Creation of a network linking offshore windfarms of the North Sea
Sweden, Denmark, Germany, the Netherlands, Luxemburg, France, the United Kingdom, Ireland, Norway and Belgium will now work together according to a precise schedule, in order to coordinate investments that will be made for developing these interconnections. Regulators, ACER (Agency for the Cooperation of Energy Regulators) and transmission system operators, represented by their association ENTSO-E (European Network of Transmission System Operators for Electricity) have expressed their support to this understanding.

This agreement lays down that the 10 states will work in close collaboration in order to find solutions to the technical and administrative challenges that are encountered in connection with the planning of this energy transport network and its operation. The agreement defines a work schedule that precisely describes the actions to be undertaken. Three working groups that include governments, regulators, transmission system operators and the European Commission shall report twice a year to the Ministers of Energy. Minister Paul Magnette, the initiator of this project, was asked by his European counterparts to oversee the first year of work.

This coordinated approach between States, fully supported by the European Commission shall substantially improve our chances to attain the 3 x 20 objective of the European Union. In November, the European Commission presented its Energy Infrastructure Package whose aim is to contribute to energy supplies and regulation of the domestic market. “The offshore grid in the North Sea and its connection to northern and central Europe has been identified as one of the priorities in matters of electricity”, says the European Commissioner for Energy, Günther Oettinger. “It is very encouraging to observe that today EU Member States and Norway are taking this significant step ahead by signing the Memorandum of Understanding”.

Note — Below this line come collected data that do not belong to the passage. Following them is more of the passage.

PR #9354, opened 2025-04-22
less ram on export to cvat

Eldies:
### Checklist

### License

### DIFF
--- a/cvat/apps/dataset_manager/bindings.py
+++ b/cvat/apps/dataset_manager/bindings.py
@@ -1761,7 +1761,7 @@ class CvatTaskOrJobDataExtractor(StreamingSubsetBase, CvatDataExtractorBase):
         self._grouped_by_frame = list(self._instance_data.group_by_frame(include_empty=True))
 
     @staticmethod
-    def replace_lazy_lists(frame_data: CommonData.Frame) -> CommonData.Frame:
+    def copy_frame_data_with_replaced_lazy_lists(frame_data: CommonData.Frame) -> CommonData.Frame:
         return frame_data._replace(
             labeled_shapes=[
                 (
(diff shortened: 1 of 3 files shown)


cvat/apps/dataset_manager/bindings.py
```diff
@@ -1760,19 +1760,23 @@ def __init__(self, *args, **kwargs):
 
         self._grouped_by_frame = list(self._instance_data.group_by_frame(include_empty=True))
 
+    @staticmethod
+    def replace_lazy_lists(frame_data: CommonData.Frame) -> CommonData.Frame:
```
Marishka17, line 1764: I think the current method name doesn't make it clear that the replacement is not done in place. Would copy_frame_data_with_replaced_lazy_lists be a better name?

Additionally, I believe this method should be declared in the base class.

Eldies: renamed it.
I dont think it should be declared in base class - types are different, and it is only used in successors

Marishka17: I'm not so familiar with this code base, but it looks like:
- there are only 2 subclasses of `CvatDataExtractorBase`: `CvatTaskOrJobDataExtractor` and `CVATProjectDataExtractor` and both of them require to have this logic.
- `CommonData.Frame` and `ProjectData.Frame` can be refactored to reduce code duplication, can inherit one another -> in this case, the implementation of the `copy_frame_data_with_replaced_lazy_lists` child methods will be the same. I think it's a standard architecture pattern when a base class declare some methods that must be implemented in each child class.

But okay, let's postpone the method moving until related refactoring.

Marishka17 (approved):

PR #9356, opened 2025-04-23
Size controls for cuboid items in the 3d workspace

### LINKED ISSUE #7562: 3D cuboid sizes as text input

We're using cvat to do annotation of pointclouds, in our ODD we have quite a lot of objects with one or a few dimensions having a fixed metric size. During labelling the cuboids produced by human-labelers have variance, due to how accurately a labeler can adjust the annotation dimensions. This problem is especially pronounced on objects with low density of the pointcloud, which naturally happens for objects that are far away from the sensor.

As an improvement I see that the variation in annotations can be reduced by providing a text-field allowing an annotator to type-in a known size for certain dimensions of an object.

alternative can be that at least it is possible to see that metric size of dimensions whilest adjusting the size of the cuboid.

### Additional context

image

klakhov:
### Motivation and context

Resolves #7562

This is a qucik implementation of use case when objects sizes are known before annotation.
Annotators can create one(or several) objects  with correct sizes and then copy/paste them in correct places
size-controls

### Checklist

### License


cvat-ui/src/components/annotation-page/standard-workspace/objects-side-bar/object-item-details.tsx
```diff
@@ -4,10 +4,12 @@
 // SPDX-License-Identifier: MIT
 
 import React from 'react';
-import { Row } from 'antd/lib/grid';
+import { Row, Col } from 'antd/lib/grid';
 import Text from 'antd/lib/typography/Text';
 import Collapse from 'antd/lib/collapse';
 
+import { SizeType } from 'reducers';
+import InputNumber from 'antd/lib/input-number';
```
bsekachev, line 12: 3rdparty imports prior local

cvat-ui/src/components/annotation-page/standard-workspace/objects-side-bar/object-item-details.tsx
```diff
@@ -52,26 +63,67 @@ function ItemAttributesComponent(props: Props): JSX.Element {
...
+                                    <InputNumber
+                                        value={sizeParams.w || ''}
+                                        onChange={(value) => {
+                                            if (typeof value === 'number') {
+                                                changeSize(SizeType.WIDTH, value);
+                                            }
+                                        }}
+                                        disabled={readonly}
+                                    />
+                                </Col>
```
bsekachev, line 80: Seems like code duplication may be reduced for these 3 elements with Array.map

cvat-ui/src/reducers/index.ts
```diff
@@ -854,6 +854,12 @@ export enum ColorBy {
     LABEL = 'Label',
 }
 
+export enum SizeType {
+    WIDTH = 'width',
+    HEIGHT = 'height',
+    LENGTH = 'length',
+}
```
bsekachev, line 861: We only use this enum in two component files (like SizeParams interface), I am not sure it will be necessary in other components, and thus, I do not think we need to keep it in reducers. 

Maybe it is a good place for types used somehow in the app storage, but not for any

klakhov: Moved to `object-item-details`

nmanovic:
@klakhov , will it be possible to set a size as default for all cuboids?

klakhov:
No, the default cuboid size will still be (1, 1, 1). However, as described in the issue, there may be multiple valid "default" sizes depending on the use case. The idea here is to allow users to configure several cuboids using input fields and then copy them. Previously, copying wasn’t a reliable solution because the UI didn’t indicate the current cuboid size—so users couldn’t be sure that the copied cuboid met the intended size constraints.

PR #9364, opened 2025-04-24
Add project ID display in projects page

### LINKED ISSUE #9347: Show project ID next to it's name like task or job

It'd be great to see the project ID with the name. Complex datasets may require multiple projects inside the CVAT to organize them properly. Since the ID is unique, it would be great to see to eliminate any misunderstandings.

_No response_

_No response_

### Additional context

_No response_

omerferhatt:
Fixes #9347

### Checklist

- [*] I submit my changes into the `develop` branch
- [*] I have linked related issues (see [GitHub docs](

### License

- [*] I submit _my code changes_ under the same [MIT License](

### DIFF
--- a/cvat-ui/src/components/projects-page/project-item.tsx
+++ b/cvat-ui/src/components/projects-page/project-item.tsx
@@ -93,6 +93,7 @@ export default function ProjectItemComponent(props: Props): JSX.Element {
                             className='cvat-projects-project-item-title'
                             aria-hidden
                         >
+                            <Text strong type='secondary' className='cvat-item-project-id'>{`#${instance.id}: `}</Text>
                             {instance.name}
                         </Text>
                     )}


klakhov:
I don't think the current implementation will be very useful. Right now, the project is represented as a card, which is already compact. Displaying both the ID and name on a single line would make the project name even smaller and harder to read.

Personally, I believe we should navigate between projects primarily using their name and preview. While the ID can be useful in some cases, it should be shown explicitly and not crammed onto the same line as the name—especially if the ID is something long like `#12345678`.

A better approach might be to display the ID as a ribbon component, similar to how it's shown on the jobs page. However, I also think this should be configurable, as not all users will need to see the ID.

klakhov:
I will close the PR for now, we can re-open it if we find the display of id useful. Lets first discuss the implementation scenario in the issue.

PR #9367, opened 2025-04-25
Fixed exception when paste polygon with ctrl hold

bsekachev:
### Motivation and context
Scenario
1. Draw a 2D cuboid
2. Copy it
3. Paste it with ctrl several times

UI crashes. 

Reason?

So, different things are not looks good. For example canvas should not be called .configure method on any change in annotations. `configure` probably should not call `transform` when unnecessary. Or unnecessary `paintHandler` objects should not be created when transform called for different shapes.

But the core reason for this error is that we call `transform` on any drawInstance when it only defined for `rect`, `polygon`, `points`. I tried to understand why we added these custom methods 5 years ago, unsuccessfully. Then I tried to remove them and everything works in latest Chrome and Mozilla. So, maybe we just do not need them. 

### Checklist

### License

### DIFF
--- a/changelog.d/20250425_104058_sekachev.bs_fixed_exception.md
+++ b/changelog.d/20250425_104058_sekachev.bs_fixed_exception.md
@@ -1,0 +1,4 @@
+### Fixed
+
+- UI crashes when paste cuboids with hold Ctrl key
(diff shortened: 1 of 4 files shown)


klakhov (approved):
Fix works for me

PR #10596, opened 2026-05-14
Implemented attribute deletion

bsekachev:
### Motivation and context

This PR adds end-to-end support for deleting label attributes.

Previously CVAT allowed creating and updating label attributes, but saved attributes could not be removed cleanly after task/project creation. This affected regular label attributes and skeleton element attributes. Removing an attribute now also removes corresponding annotation attribute values through the existing database cascade.

Supported attribute deletion flows:
- Delete a label attribute with `PATCH /api/labels/<label_id>` and `attributes: [{ ..., deleted: true }]`.
- Delete a label attribute through task/project label update paths with `PATCH /api/tasks/<task_id>` or `PATCH /api/projects/<project_id>` and `labels: [{ id: <label_id>, attributes: [{ ..., deleted: true }] }]`.
- Delete a skeleton element attribute with `PATCH /api/labels/<parent_skeleton_label_id>` and `sublabels: [{ id: <sublabel_id>, attributes: [{ ..., deleted: true }] }]`.
- Modifying skeleton elements individually is not supported (old behavior), e.g. `PATCH /api/labels/<sublabel_id>` returns `400`.

Main changes:
- Added write-only `deleted` support for label attributes in the REST API.
- Implemented server-side deletion of `AttributeSpec`.
- Applied nested skeleton sublabel attribute updates through parent skeleton label PATCH.
- Added nested scope validation so sublabel updates must belong to the patched parent skeleton.
- Updated the label editor to preserve saved attribute deletions in PATCH payloads.
- Added UI confirmation/warning text before deleting saved attributes because annotation values will be removed.
- Added recursive raw label editor deletion warnings for saved attributes, including skeleton element attributes.
- Allowed adding, editing, and deleting skeleton element attributes after task/project creation while keeping saved skeleton structure editing disabled.
- Updated client label saving to use `Task.save({ labels })` / `Project.save({ labels })` instead of mutating `task.labels` / `project.labels`.
- Made task/project labels read-only on the client.

### How has this been tested?

Added REST API coverage for:
- Deleting a regular label attribute via `PATCH /api/labels/<id>`.
- Deleting regular label attributes through task/project label update paths.
- Deleting a root skeleton label attribute via `PATCH /api/labels/<id>`.
- Deleting a skeleton element attribute through parent skeleton label PATCH.
- Rejecting direct skeleton element updates via `PATCH /api/labels/<sublabel_id>`.
- Rejecting attribute deletion without an ID.
- Rejecting unknown attribute deletion.
- Rejecting deletion of an attribute from another label.

### Checklist

### License

image
image
image


bsekachev:
@codex review

bsekachev:
@codex review

cvat/apps/engine/tests/test_backup.py
zhiltsov-max, line 1: Hos this file is related to the PR?

bsekachev: Hmm, probably not

cvat/apps/engine/serializers.py
```diff
@@ -596,15 +620,36 @@ def update_label(
...
+
+        def get_db_attr(attr_id: int) -> models.AttributeSpec:
+            try:
+                return models.AttributeSpec.objects.get(id=attr_id, label=db_label)
+            except models.AttributeSpec.DoesNotExist as ex:
+                raise exceptions.NotFound(
+                    f'Attribute with id #{attr_id} does not exist'
+                ) from ex
+
+        # Apply deletions before creates/updates. This keeps an atomic request valid
```
zhiltsov-max, line 637: This code has several race conditions possible, could you add a comment on why we're not handling them? Examples: if 2 concurrent requests try to add an attribute with the same name, the result is undetermined.

cvat/apps/engine/serializers.py
```diff
@@ -351,21 +351,32 @@ def to_internal_value(self, data):
...
+        return attrs
 
 
 class SublabelSerializer(serializers.ModelSerializer):
     id = serializers.IntegerField(required=False)
     attributes = AttributeSerializer(many=True, source='attributespec_set', default=[],
         help_text="The list of attributes. "
-        "If you want to remove an attribute, you need to recreate the label "
-        "and specify the remaining attributes.")
+        "To remove an attribute, pass the full attribute body with deleted=true. "
```
zhiltsov-max, line 378: It seems the description deviates from the implementation. The description says that the full attribute body is required, but only the `id` field is required by the implementation.

bsekachev: > but only the id field is required by the implementation 

This is not true. The implementation requires full body. 

I initially made other fields in AttributeSerializer optional, but it led to multiple issues even with annotation requests and sdk tests. So, I decided to left it as was.

cvat/apps/engine/serializers.py
bsekachev: There is probably no reason like "we do not fix race condition because of ..."
But were these race conditions introduced with this PR? Like, what if in the previous implementation we have 2 concurrent requests to add an attribute with the same name?
Or has this patch removed any comments related to race conditions?

bsekachev: I mean that if you see race condition, we want to fix it, instead of commenting. 
But if the condition was not introduced in this patch, it does not have to be fixed in this patch

zhiltsov-max: These issues weren't exactly introduced by this PR, I just suggest adding a comment about the reason (like "we don't think it's a significant issue") or a TODO comment.

cvat/apps/engine/serializers.py
zhiltsov-max, line 1: Swapping names of 2 existing attributes in a single request results in a 500 error.

cvat/apps/engine/serializers.py
bsekachev: Discovered that AttributeSpec has unique_together = ('label', 'name')
So, the second request will have IntegrityError

cvat/apps/engine/serializers.py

It is precisely this spirit that gave birth to the North Seas Offshore Grid Initiative. “Investments to improve interconnections between European states are indispensible for the industrial revolution to benefit innovation and employment”, said Paul Magnette who now presides over the Energy Council. The potential job creation capacity of this activity by 2020 – 2030 is of the order of 100 to 150,000. The capacity in matters of offshore wind energy in the North Sea region is enormous. It even surpasses the energy equivalent of petrol reserves in the Middle East. Initial estimations show that 150 GW will be set up by 2030. They shall produce 563 TWh, which will represent 16% of electricity consumption in Europe. By 2050, offshore grid could even be able to supply 46% of Europe’s energy consumption. “Until now, each country developed its own offshore farms”, says the European Presidency. “By signing this Memorandum of Understanding, the States bordering the North Seas send out a signal that the development of their national farms is carried on henceforth in the European spirit and that all means will be put to use to get the best results out of this endeavour in the most cost-effective way. With this Memorandum, the objective of 100% renewable energy by 2050 is no longer a dream.”